In 1945, after the August Revolution, Long Biên Bridge was renamed for the small village that stood at the foot of the bridge across the Hồng River from Hà Nội.
Designed by famed French architect Gustave Eiffel, Vietnam’s "horizontal Eiffel Tower" was originally called Pont Doumer. (Paul Doumer was the French Governor-General of Indochina from 1897 to 1902.) As indicated on the steel-plated plaque mounted on one of the bridge’s girders, Pont Doumer, almost two kilometers long, was constructed by the firm of Daydfi & Pille, Paris, between 1899 and 1902.

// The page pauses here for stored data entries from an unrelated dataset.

PR #36, opened 2019-06-24
virtual includes - better deep merge for attributes

kbrock:
### Bug

We have a performance regression on the VMs page (`VmOrTemplate.yaml`)
Sometimes the page loads objects great, and other times it does an N+1 on `disks`.

This is a subset of #34 

### Overview

The issue stems around with the way we handle `includes()` to load the objects for the VMs page.

```ruby
class VmOrTemplate
  belongs_to :hardware
  virtual_delegate :allocated_disk_storage, :uses => {:hardware => :disks}
end
```

For our views, we generate `includes()` for all virtual columns and associated tables:
- `hardware.name` -- `includes(:hardware)`
- `allocated_disk_storage` -- `includes(:hardware => :disks)` /via `:uses`

```ruby
VmOrTemplate.includes(:hardware).includes(:hardware => :disks).each do |vm|
  puts "#{vm.id} #{vm.hardware.name} #{vm.allocated_disk_storage)
end
```

The issue is when you merge the 2 different nested hashes from the `includes()`.
The algorithm is broken and would generate 1 of 2 possible `includes`:

```ruby
# look up all vms, all hardware, disks for each hardware record (N+2 queries)
VmOrTemplate.includes(:hardware).each do |vm|
  puts "#{vm.id} #{vm.hardware.name} #{vm.allocated_disk_storage)
end

# look up all vms, all hardware, all disks (3 queries)
VmOrTemplate.includes(:hardware => :disks).each do |vm|
  puts "#{vm.id} #{vm.hardware.name} #{vm.allocated_disk_storage)
end
```

### After

`replace_virtual_field_hash` is revamped to produce consistent results.
And bonus, it returns is the hash with all the associations:

`VmOrTemplate.includes(:hardware => :disks)` (3 queries)

This means the N+1 errors on the `VmOrTemplate` page go away.

### DIFF
--- a/spec/virtual_includes_spec.rb
+++ b/spec/virtual_includes_spec.rb
@@ -53,6 +53,10 @@ describe ActiveRecord::VirtualAttributes::VirtualIncludes do
       expect(Author.includes(:nick_or_name => {}, :first_book_name => {})).to preload_values(:first_book_name, book_name)
     end
 
+    it "preloads virtual_attributes dups" do
+      expect(Author.includes(:total_named_books).includes(:first_book_author_name)).to preload_values(:first_book_author_name, author_name)
+    end
+
     it "preloads virtual_attribute (:uses => {:book => :author_name})" do
       expect(Author.includes(:first_book_author_name)).to preload_values(:first_book_author_name, author_name)
       expect(Author.includes([:first_book_author_name])).to preload_values(:first_book_author_name, author_name)
@@ -122,6 +126,10 @@ describe ActiveRecord::VirtualAttributes::VirtualIncludes do
       expect(Author.includes(:books_with_authors => {}, :books => {}).references(:books => {})).to preload_values(:books_with_authors, named_books)
       expect(Author.includes(:books => {}).includes(:books => {:author => {}}).references(:books => {})).to preload_values(:books_with_authors, named_books)
       expect(Author.includes(:books => {:author => {}}).includes(:books => {}).references(:books => {})).to preload_values(:books_with_authors, named_books)
+    end
+
+    it "preloads virtual_attributes dups" do
+      expect(Author.includes(:books => :author, :books_with_authors => {}).references(:first_book_author_name => {})).to preload_values(:first_book_author_name, author_name)
     end
 
     it "preloads virtual_attribute (:uses => {:book => :author_name})" do
@@ -286,6 +294,20 @@ describe ActiveRecord::VirtualAttributes::VirtualIncludes do
     it "merges hash, hash - 1 level only" do
       first  = {:key => {:more1 => {}}}
       second = {:key => {:more2 => {}}}
+      result = {:key => {:more1 => {}, :more2 => {}}}
+      expect(Author.merge_includes(first, second)).to eq(result)
+    end
+
+    it "merges hash(hash), hash(symbol)" do
+      first  = {:key => {:more1 => {}}}
+      second = {:key => :more2}
+      result = {:key => {:more1 => {}, :more2 => {}}}
+      expect(Author.merge_includes(first, second)).to eq(result)
+    end
+
+    it "merges hash(hash), hash(array)" do
+      first  = {:key => {:more1 => {}}}
+      second = {:key => [:more2]}
       result = {:key => {:more1 => {}, :more2 => {}}}
       expect(Author.merge_includes(first, second)).to eq(result)
     end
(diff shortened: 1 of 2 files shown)


kbrock:
fixup rubocops

spec/virtual_includes_spec.rb
```diff
@@ -228,6 +240,64 @@
...
+      first  = {:key => {:more1 => {}}}
+      second = {:key => {:more2 => {}}}
+      result = {:key => {:more1 => {}, :more2 => {}}}
+      expect(Author.merge_includes(first, second)).to eq(result)
+    end
+
+    it "merges 2 overlapping hashes - 2 levels" do
+      first  = {:key => {:more => {:third => {:fourth1 => {}}}}}
+      second = {:key => {:more => {:third => {:fourth2 => true}}}}
+      result = {:key => {:more => {:third => {:fourth1 => {}, :fourth2 => true}}}}
```
jrafanie: Can you add a test like this but where the deeply nested hash keys overlap, to demonstrate who wins?

```
      first  = {:key => {:more => {:third => {:fourth => {}}}}}
      second = {:key => {:more => {:third => {:fourth => true}}}}
      result = {:key => {:more => {:third => {:fourth => ????}}}
```

jrafanie:
LGTM, just added a suggestion for another test example.

spec/virtual_includes_spec.rb
kbrock: 2nd commit added this

spec/virtual_includes_spec.rb
```diff
@@ -228,6 +240,78 @@
...
+      first  = {:key => {:more1 => {}}}
+      second = {:key => {:more2 => {}}}
+      result = {:key => {:more1 => {}, :more2 => {}}}
+      expect(Author.merge_includes(first, second)).to eq(result)
+    end
+
+    it "merges hash(hash), hash(symbol)" do
+      first  = {:key => {:more1 => {}}}
+      second = {:key => :more2}
+      result = {:key => {:more1 => {}, :more2 => {}}}
```
jrafanie: Interesting, so the value of the `:more2` key depends on the value of the`:more1` key?

spec/virtual_includes_spec.rb
```diff
@@ -228,6 +240,78 @@
...
+      expect(Author.merge_includes(first, second)).to eq(result)
+    end
+
+    it "merges hash(hash), hash(array)" do
+      first  = {:key => {:more1 => {}}}
+      second = {:key => [:more2]}
+      result = {:key => {:more1 => {}, :more2 => {}}}
```
jrafanie: Head asplode

jrafanie: It feels like that's not going to be obvious... do you have an example where includes look like this?

spec/virtual_includes_spec.rb
kbrock: We converted `second` from `{:key => :more2}` to `{:key => {:more2 => {}}}`

spec/virtual_includes_spec.rb
kbrock: [Host] has a bunch of different `:uses`:

```ruby
class Host
  virtual_column :v_owning_datacenter, :type => :string, :uses => :all_relationships
  virtual_column :os_image_name,       :type => :string, :uses => [:operating_system, :hardware]
  virtual_has_many :miq_scsi_luns, :uses => {:hardware => {:storage_adapters => {:miq_scsi_targets => :miq_scsi_luns}}}
end
```

It has a key, an array, and a hash pointing to a hash pointing to a hash pointing to a key.

---

[Flavor] shows a few styles of `includes()`

```ruby
class Flavor
  def self.tenant_joins_clause(scope)
    scope.includes(:cloud_tenants => "source_tenant", :ext_management_system => {})
         .references(:cloud_tenants => "source_tenant", :ext_management_system => {})
  end
end
```

It has a hash key pointing to a string and a hash key pointing to a hash.

[Host]: https://github.com/ManageIQ/manageiq/blob/master/app/models/host.rb#L118
[Flavor]: https://github.com/ManageIQ/manageiq/blob/master/app/models/flavor.rb#L46

spec/virtual_includes_spec.rb
kbrock: In our code:

- we mostly pass the second format for `includes()` (the pure hash version).
- we mostly pass the first format for `:uses` (symbols or hashes point to symbols)

spec/virtual_includes_spec.rb
jrafanie: and what does it do if there are multiple values in the array:

this?
```
      first  = {:key => {:more1 => {}}}
      second = {:key => [:more2, :more3]}
      result = {:key => {:more1 => {}, :more2 => {}, :more3 => {}}}
```

jrafanie:
Sorry, was there a bug for this?  I think I follow what's happening here, I just had a minor comment confirming my understanding of what this code is doing.

spec/virtual_includes_spec.rb
kbrock: yup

Decades later, the bridge would bear witness to Vietnamese triumph and French defeat and withdrawal from Vietnam. In August 1945, revolutionary armed forces from the liberated provinces in the north marched across Cầu Long Biên to participate in the liberation of Hà Nội. A decade later, a decade of protracted struggle against French efforts to re-colonize Vietnam, they were on the bridge again. On 10 October 1954, triumphant Vietnamese soldiers, fresh from battlefield victories, were greeted on the bridge by cheering crowds as they crossed into Hà Nội. Months later, there was a more somber scene on the bridge as French troops rendezvoused to begin their withdrawal from Vietnam after 80 years of colonial rule.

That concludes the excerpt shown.